Work to be completed: Word for word, transcribe the lines from the one containing "This is chained" through the end of the entries, both included, and nothing else.

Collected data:
PR #524, opened 2016-12-30
build under 5.7

osheroff:

PR #527, opened 2016-12-31
JSON data type support

osheroff:
This is chained atop #524.  Provides JSON column support under 5.7.  Only with the binlog-connector library. 

@zendesk/rules


dadah89:
Logic seems fine to me. Can you add some tests? (ColumnDef and RowMap toJson maybe?)

src/main/java/com/zendesk/maxwell/schema/columndef/JsonColumnDef.java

Problem solution:
This is chained atop #524.  Provides JSON column support under 5.7.  Only with the binlog-connector library. 

@zendesk/rules


dadah89:
Logic seems fine to me. Can you add some tests? (ColumnDef and RowMap toJson maybe?)

src/main/java/com/zendesk/maxwell/schema/columndef/JsonColumnDef.java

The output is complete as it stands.